The most powerful argument for launching a teenager onto a gender-affirmation path is this: do you want a dead daughter or a living son? Young people with gender dysphoria use the threat of suicide to persuade their parents to support them in changing their gender.
This message is being relayed to fearful parents by the highest echelons of the medical establishment in the United States. According to Dr Rachel Levine, US Assistant Secretary of Health, a transgender person appointed by President Biden, “Gender-affirming care is medical care. It is mental health care. It is, in some cases, suicide prevention care.”
However, is it true that stopping teenagers from living as different genders leads to more suicides?
According to a just-published study of data from Finland in BMJ Mental Health, this does not seem to be the case if the teenagers’ mental health is taken into account. They write that the “main predictor of mortality in this population is psychiatric morbidity, and medical gender reassignment does not have an impact on suicide risk.”
It is true, they say that “Among gender-referred adolescents, self-harming thoughts, self-injurious behaviours and suicide attempts are common, with a prevalence of up to 50% of the patients.” But a large percentage of gender-dysphoric adolescents already had serious psychiatric issues when they knock on the doors of a gender clinic.
The Finnish researchers also point out that gender affirmative medicine could be harmful — but there is very little data about its long-term effects.
There is limited and partially conflicting evidence regarding the long-term somatic safety of GR (gender reassignment). … Considering the young age of our sample population, we cannot conclude the somatic safety of GR because any potential impact on mortality would likely require follow-up periods of up to several decades.
The researchers conclude:
When psychiatric treatment history is considered, GD (gender dysphoria) significant enough to result in contact with specialised gender identity services during adolescence does not appear to be predictive of all-cause or suicide mortality. Psychiatric morbidities are also common in this population. Therefore, the risk of suicide related to transgender identity and/or GD per se may have been overestimated.

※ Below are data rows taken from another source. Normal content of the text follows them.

PR #507, opened 2024-02-16
fix Continue button during oAuth flow

lieut-data:
#### Summary
`widow.close` generally won't work, but even if it doesn't, fall back to showing the "You can now close this window" prompt. I've also added `target="_blank"` for the learn more links to avoid losing this page state.

My edit threw in some random whitespace fixes as well which seemed harmless.

#### Ticket Link
None.

### DIFF
--- a/assets/info-page/index.html
+++ b/assets/info-page/index.html
@@ -420,7 +420,7 @@
                   <img src="static/list-icon-info.png" alt="list-icon" class="list-icon">You receive notifications in Mattermost.
                 </li>
                 <li class="list-item">
-                  <img src="static/list-icon-warn.svg" alt="list-icon" class="list-icon">You must disable notifications in Microsoft Teams to avoid duplicate notifications. <a href="https://mattermost.com/pl/ms-teams-plugin-end-user-learn-more" class="list-link">Learn more</a>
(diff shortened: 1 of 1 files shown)


assets/info-page/index.html
```diff
@@ -50,9 +50,9 @@
       function choosePrimaryPlatform() {
         const serverURL = "{{.ServerURL}}";
         const apiEndpoint = "{{.APIEndPoint}}";
-        const queryParam = "{{.QueryParamPrimaryPlatform}}";        
+        const queryParam = "{{.QueryParamPrimaryPlatform}}";
         fetch(`${serverURL}${apiEndpoint}?${queryParam}=${primaryPlatform}`)
-        .then(() => window.close());
+        .then(closeInfoPage());
```
lieut-data, line 55: See above, but `closeInfoPage` also tries `window.close` (even though it likely won't work).

calebroseland (approved):
LGTM. Would be nice if we could update the ephemeral message after successful connection. ~Is there a story for that somewhere already?~ added https://mattermost.atlassian.net/browse/MM-56913

hmhealey (approved):

PR #510, opened 2024-02-21
fix closeInfoPage to call on promise resolution

lieut-data:
#### Summary
I regressed the behaviour, which closed the window before the promise was resolved. In my case, since the window never actually closed, the fetch had a chance to succeed. On browsers that honoured `window.close`, the `fetch` was interrupted and the settings never saved.

#### Ticket Link
None yet.


calebroseland (approved):

larkox (approved):
:facepalm:

PR #511, opened 2024-02-26
update google.com links

lieut-data:
#### Summary
Fix links hard-coded to google.com to use the permalinks from the info-page instead.

#### Ticket Link
Fixes: https://mattermost.atlassian.net/browse/MM-56959


sbishel (approved):

lieut-data:
I've deployed and tested these changes locally, and will follow up once v1.8.1 is cut to do the same.

PR #512, opened 2024-02-27
Do not sync users when there is no need

enahum:
#### Summary
The sync users job was updating the activity of guests users every time even when there was nothing to be updated.

At the same time, if we have multiple users with the same `DisplayName` on MSTeams, we would trigger an `UpdateUser`  incrementing by one the suffix of the username even if the Mattermost username did not need to be updated, triggering unnecessary updates.

#### Ticket Link
https://mattermost.atlassian.net/browse/MM-56942

### DIFF
--- a/server/plugin.go
+++ b/server/plugin.go
@@ -694,7 +694,7 @@ func (p *Plugin) syncUsers() {
 		if msUser.Type == msteamsUserTypeGuest {
 			// Check if syncing of MS Teams guest users is disabled.
 			if !syncGuestUsers {
-				if isUserPresent && isRemoteUser(mmUser) {
+				if isUserPresent && isRemoteUser(mmUser) && mmUser.DeleteAt == 0 {
 					// Deactivate the Mattermost user corresponding to the MS Teams guest user.
 					p.API.LogInfo("Deactivating the guest user account", "user_id", mmUser.Id, "teams_user_id", msUser.ID)
 					if err := p.API.UpdateUserActive(mmUser.Id, false); err != nil {
@@ -707,6 +707,7 @@ func (p *Plugin) syncUsers() {
 		}
 
 		username := "msteams_" + slug.Make(msUser.DisplayName)
+		mmUsername := mmUser.Username // temporarily store the original username
 		if !isUserPresent {
 			userUUID := uuid.Parse(msUser.ID)
 			encoding := base32.NewEncoding("ybndrfg8ejkmcpqxot1uwisza345h769").WithPadding(base32.NoPadding)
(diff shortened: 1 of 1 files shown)


server/plugin.go
```diff
@@ -707,6 +707,7 @@ func (p *Plugin) syncUsers() {
 		}
 
 		username := "msteams_" + slug.Make(msUser.DisplayName)
+		mmUsername := mmUser.Username // temporarily store the original username
```
lieut-data, line 710: `mmUser` might be `nil` here.

server/plugin.go
```diff
@@ -774,9 +775,15 @@ func (p *Plugin) syncUsers() {
...
-						continue
+						mmUser.Username = mmUsername               // assign the original username
+						username += "-" + fmt.Sprint(userSuffixID) // add the sufix before checking again
+						if mmUser.Username != username {
+							mmUser.Username = username
+							userSuffixID++
+							continue
+						}
+
+						break
```
lieut-data, line 786: I wonder if there's more to address here:
* if we ever do have to rely on `userSuffixID` to generate the username, it sounds like the check on line 771 will always be false, and we'll always call `UpdateUser` at least once, perhaps more before we get "back" to the suffixed username. 
* `username` looks like it keeps accumulating instead of incrementing? `username`, `username-${userSuffixID}`, `username-${userSuffixID}-${userSuffixID + 1}`, `...`

Wondering if it makes sense to make the suffix deterministic, such as embedding some part of the user id? Or maybe don't even try to "fix" these users at all, log a warning, and leave them unsynced?

server/plugin.go
```diff
@@ -774,9 +775,15 @@ func (p *Plugin) syncUsers() {
 				_, err := p.API.UpdateUser(mmUser)
```
lieut-data, line 775: Would it be simpler if we split apart the checks for `username != mmUser.Username` and `msUser.DisplayName != mmUser.FirstName` so we could only generate usernames in one case?

server/plugin.go
```diff
@@ -774,9 +775,15 @@ func (p *Plugin) syncUsers() {
...
 				if err != nil {
 					if err.Id == "app.user.save.username_exists.app_error" {
-						mmUser.Username += "-" + fmt.Sprint(userSuffixID)
-						userSuffixID++
-						continue
+						mmUser.Username = mmUsername               // assign the original username
+						username += "-" + fmt.Sprint(userSuffixID) // add the sufix before checking again
+						if mmUser.Username != username {
```
lieut-data, line 780: I'm having trouble understanding this block, since it seems like it's guaranteed to always be true given the assignments prior?

lieut-data (changes requested):
Thanks, @enahum! The `mmUser.DeleteAt == 0` sounds like it's responsible for the bulk of the spurious extra `UpdateUser` calls. Given the complexity with the other cases discussed below, wondering if it makes sense to split that apart to a discrete PR that we could merge more readily?

enahum:
@lieut-data I kept both things in this PR as both scenarios will trigger the update WS event as mentioned in the ticket.

I came with another alternative that is checking that the user does not already contain the prefix `msteams_` meaning that it has not been updated before, the only issue I see in this case is that the username will not really update for users that have already been sync'ed once, but I guess that should be ok.

lieut-data (approved):
Thanks, @enahum! This is very much clearer to understand :)

PR #513, opened 2024-02-27
Using mock-server instead of the built-in mock for msteam

jespino:
This PR replaces the built-in mock server, that required a specific compilations and mocked the whole msteams client, with one that is external ([mock-server](https://www.mock-server.com/)). This allows to do a full test of 100% of our code, without testing the MSTeams side.


enahum:
@jespino I was looking into https://github.com/microsoft/dev-proxy for mocking.. it has many other things not just mocking responses. The idea was to use that for the load tests.. in your opinion what do you think is best
1. Keep this and use it for the load tests as well
2. Switch to dev proxy
3. Use both, this and load tests with dev proxy

Let me know

server/msteams/client.go
```diff
@@ -200,25 +200,40 @@ func NewManualClient(tenantID, clientID string, logService *pluginapi.LogService
...
+
+	adapter, err := msgraphsdk.NewGraphRequestAdapterWithParseNodeFactoryAndSerializationWriterFactoryAndHttpClient(authProvider, nil, nil, httpClient)
 	if err != nil {
-		fmt.Printf("Error creating client: %v\n", err)
+		fmt.Printf("Error creating credentials: %v\n", err)
 		return nil
 	}
-	c.client = client
+
+	clientMutex.Lock()
```
enahum, line 234: Just so that I can understand, why the mutex?

server/msteams/client_mock.go
```diff
@@ -0,0 +1,44 @@
...
+)
+
+func getAuthClient() *http.Client {
+	proxyAddress := "http://mockserver:1080"
+	proxyUrl, _ := url.Parse(proxyAddress)
+	// Setup proxy for the token credential from azidentity
+	authClient := &http.Client{
+		Transport: &http.Transport{
+			Proxy:           http.ProxyURL(proxyUrl),
+			TLSClientConfig: &tls.Config{InsecureSkipVerify: true},
```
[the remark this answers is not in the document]
enahum: Do we want to pay attention to this?

enahum (approved):
A couple of comments but this looks great

server/msteams/client_mock.go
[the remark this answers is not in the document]
jespino: Actually, we don't, that is totally expected for testing :)

server/msteams/client.go
jespino: I was replicating the pre-existing behavior, but I don't really know if that is needed in all the cases. Let me review it, probably is only needed in the case of `Connect` call, that can happen outside the creating process.

jespino:
> @jespino I was looking into https://github.com/microsoft/dev-proxy for mocking.. it has many other things not just mocking responses. The idea was to use that for the load tests.. in your opinion what do you think is best
> 
>     1. Keep this and use it for the load tests as well
> 
>     2. Switch to dev proxy
> 
>     3. Use both, this and load tests with dev proxy
> 
> 
> Let me know

I don't know much about the dev-proxy, but one thing I like about the mock-server is that it is fully open-source and generalistic, so we can make it behave however we want. We can modify the mocks on the fly with the API, reset them, make assertions... I think it is very powerful. Maybe dev-proxy is equally powerful, but I don't know it. Also, mock-server is already an official testcontainers module. Also, depending on the dev-proxy capabilities, we can try to use dev-proxy instead of mock-server, I can create a testcontainers module for dev-proxy without much effort (I guess), and if that works as a proxy, probably it would be as easy to use as the one that we are using now.

server/plugin.go
```diff
@@ -314,6 +308,15 @@ func (p *Plugin) start(isRestart bool) {
...
 
+	// Unregister and re-register slash command to reflect any configuration changes.
+	if err = p.API.UnregisterCommand("", "msteams"); err != nil {
+		p.API.LogWarn("Failed to unregister command", "error", err)
+	}
+
+	if err = p.API.RegisterCommand(p.createCommand(p.getConfiguration().SyncLinkedChannels)); err != nil {
+		p.API.LogError("Failed to register command", "error", err)
+	}
+
```
lieut-data, line 319: I'm assuming relocating this relates to the testing changes, but do we understand what was preventing this from "running normally" before?

server/testutils/containere2e/containere2e.go
```diff
@@ -2,29 +2,38 @@ package containere2e
...
+
 var buildPluginOnce sync.Once
 
 func buildPlugin(t *testing.T) {
 	cmd := exec.Command("make", "-C", "../../", "dist")
 	cmd.Env = os.Environ()
 	cmd.Env = append(cmd.Env, "DEFAULT_GOOS=linux")
 	cmd.Env = append(cmd.Env, "DEFAULT_GOARCH=amd64")
-	cmd.Env = append(cmd.Env, "GO_BUILD_TAGS=clientMock")
+	cmd.Env = append(cmd.Env, "MM_SERVICESETTINGS_ENABLEDEVELOPER=true")
```
lieut-data, line 35: Note that this implies different semantics at runtime, i.e. if we had license checks they would "change" with this setting. Is this strictly necessary?

server/testutils/mmcontainer/testscontainer.go
```diff
@@ -25,7 +24,7 @@ const (
 	defaultPassword        = "admin"
 	defaultTeamName        = "test"
 	defaultTeamDisplayName = "Test"
-	defaultMattermostImage = "mattermost/mattermost-enterprise-edition"
+	defaultMattermostImage = "mattermost/mattermost-enterprise-edition:release-9.6"
```
lieut-data, line 27: Should we avoid hard-coding this, lest we forget and keep testing on what will be an old version?

server/msteams/client.go
```diff
@@ -200,25 +200,40 @@ func NewManualClient(tenantID, clientID string, logService *pluginapi.LogService
 		client:     nil,
 	}
 
+	// Create an HTTP client with the middleware
```
lieut-data, line 203: @jespino, can you help me understand the full set of changes to `NewManualClient`? I'm guessing we're lifting some things around here so we can have access to internals that we need for the mocking, but I'm wondering about the risk that our copy/paste here deviates from what the `msgraphsdk` does in the future.

Would it make sense to isolate these changes to creating a `NewManualTestingClient` or some such so that production is guaranteed to be unaffected?

lieut-data (approved):
Thanks, @jespino! A few questions below, but nothing strictly blocking.

server/plugin.go
jespino: I think the problem was a race condition (The check certificates was taking time, so the plugin wasn't registering it), I can go back to the other way because now I should be replying to the list of certificate really quickly because is mocked, and if not, it is at least not forwarded to Microsoft api, so it shouldn't be a problem now.

server/testutils/containere2e/containere2e.go
jespino: No, I was trying to speed up the compilation time, but I can remove it. For sure.

server/testutils/mmcontainer/testscontainer.go
jespino: That is going to happen, at least locally, anyway, because if you don't specify the version is going to use the one that you have already in your cache. Also, having it explicitly ensure that the plugin works in previous versions, if it fails, you detect that you need to bump the version of mattermost in the requirements of the plugin.json.

server/msteams/client.go
jespino: Actually, the NewManualClient was already there and the idea was to be used for creating a client manually (with user intervention) that allows to execute the E2E tests that hits the real MSTeams. Probably makes now sense to expose the mockserver to this, and probably we can move it into the tests. Let me review that, but think we doesn't need that changes here. Anyway, I'll do them.

server/msteams/client.go
jespino: removed where is not needed.

jespino:
@lieut-data I addressed all your concerns, I think, PTAL.

lieut-data (approved):
Thanks, @jespino!

PR #515, opened 2024-02-28
avoid assets error

lieut-data:
#### Summary
When this plugin is deployed, the `assets/` folder ends up being scanned within the monorepo as part of `make check-style` and spits out the following:

```
plugins/com.mattermost.msteams-sync/assets/assets.go:1:1: License not found or wrong
make: *** [vet] Error 1
```

That's because the `assets/` folder both gets copied with the plugin **and** is used to compile assets directly into the binary. Just add a license to fix this for now.

#### Ticket Link
Fixes: https://mattermost.atlassian.net/browse/MM-57016


wiggin77:
@lieut-data I'm curious why not just add a license header to the file?

lieut-data:
> @lieut-data I'm curious why not just add a license header to the file?

Hah, yeah, I guess that would work too... thanks @wiggin77 :p

wiggin77 (approved):

enahum (approved):

PR #516, opened 2024-02-28
introduce selective sync

lieut-data:
#### Summary
If enabled, change the sync strategy for chats to only sync messages that “span platforms”. That means:
* local user → local user: no sync
* remote user → remote user: no sync
* local user → remote user: sync

A user is **remote** if they are synthetic (does not login, but managed by the MS Teams plugin) or if they have chosen MS Teams as their primary platform. Remote users are expected to read chats exclusively from MS Teams. DMs and GMs for users who have chosen MS Teams as their primary platform are automatically muted.

A user is **local** if they login normally and have kept the default of Mattermost as their primary platform. A local user is expected to read chats primarily from within Mattermost. Local users may or may not have connected their Mattermost account to MS Teams.

#### Ticket Link
Fixes: https://mattermost.atlassian.net/browse/MM-57017


server/selective_sync_test.go
```diff
@@ -0,0 +1,444 @@
+//go:build exclude
```
lieut-data, line 1: See https://mattermost.atlassian.net/browse/MM-57018 for the remaining work here, but these tests pass locally on my machine.

server/selective_sync_test.go
```diff
@@ -0,0 +1,444 @@
...
+		user1 := setupUser(t, p, team, false)
+		user2 := setupUser(t, p, team, false)
+
+		channel, err := p.API.CreateDirectChannel(user1.Id, user2.Id)
+		require.Nil(t, err)
+
+		chatSpansPlatforms, appErr := p.ChatSpansPlatforms(channel.Id)
+		require.Nil(t, appErr)
+		assert.False(t, chatSpansPlatforms)
+	})
```
lieut-data, line 116: This test is "real" -- no mocks, not limited to just the external plugin API. It requires changes in the server to support "reattaching plugins" (see https://mattermost.atlassian.net/browse/MM-57018), but in short this will complement our testcontainers/e2e strategy but for unit tests where mocking remained the only option.

lieut-data:
Thank you, @enahum -- your thoughts re: performance are spot on. I too am hoping the existing cache will serve us well, and hopefully we can quantify the impact better during an upcoming loadtest.

jespino (approved):
LGTM

sbishel (approved):

lieut-data:
@lindy65, proposing we test this as part of bug bash and into this week.

lindy65:
Queued for bug bash @lieut-data 👍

Gender Clinic News, edited by Australian journalist Bernard Lane, is one of the best sources of information about the controversial field of gender medicine. Oxford University sociology Michael Biggs told Lane that this was a landmark study:
“[it] shows again that the risk of death by suicide for young trans-people is thankfully low in absolute terms. This confirms the results of my own analysis of British data from the Tavistock clinic, with superior Finnish data….
“Although the rate of suicide [in the Finnish study] is just over four times higher among trans young people than their peers, this is explained by their more serious psychiatric problems. When these psychiatric problems are taken into account, there is no evidence that transgender people have a higher rate of suicide.”